Today has been Guitar Day - I usually get some playing in every day because things start to slip if the practice stops. The regime today; loosened off the truss rod in the Prince acoustic, because the string action's gone finger snappingly high. Playing should be a happy experience, not something that's liable to leave me with chronic RSI. Wanted to drop the action on the electric as well, but not got an allen key small enough to fit, so that'll have to wait till the weekend. Cyndi Lauper's Time after Time is now down pat, as are the opening bars to Stone Sours Zyzzyx Road (horribly technical and requiring the growth of extra fingers on the left hand).

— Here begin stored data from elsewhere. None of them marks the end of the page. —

PR #5719, opened 2023-07-22
resources: remove unneeded type assertion

quisquous:
Just a drive-by cleanup.


JLGarber (approved):
Have a drive-by review. This is much clearer after the change, as someone who doesn't do much with this section of the internals.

The tips of my left hand are now rock hard again, of which I'm obscenely proud even if it does feel wierd and freaky when you stroke 'em :)
Monday, 11 February 2008
The Wicker Dog
Whilst Saturday nights (or in this weekends case, every night) are all very good, I'm starting to move into that mind-set that lives for the weekend and tries to wish the week away. I know exactly what's doing it; too much free time during the week, no-one around and me a social creature that craves human contact. Don't get me wrong, I'm perfectly capable of occupying myself and have my head into literally everything, but I miss being around people. I WANT to get back to work but can't; my manager's written a letter to say I'm dangerous in the warehouse whilst still fitting. Apparently impromptu breakdancing whilst guiding 8 tons of industrial lathe into position may cause my own death and take someone else with me. I'm burning very little energy off during the day and sleeping badly. It's pants!
I want to get back to some kind of balance. Whilst I'm in no way going to give up the social life I've carved out for myself of late (missed that like fook over the past year or two) I need that working week routine badly.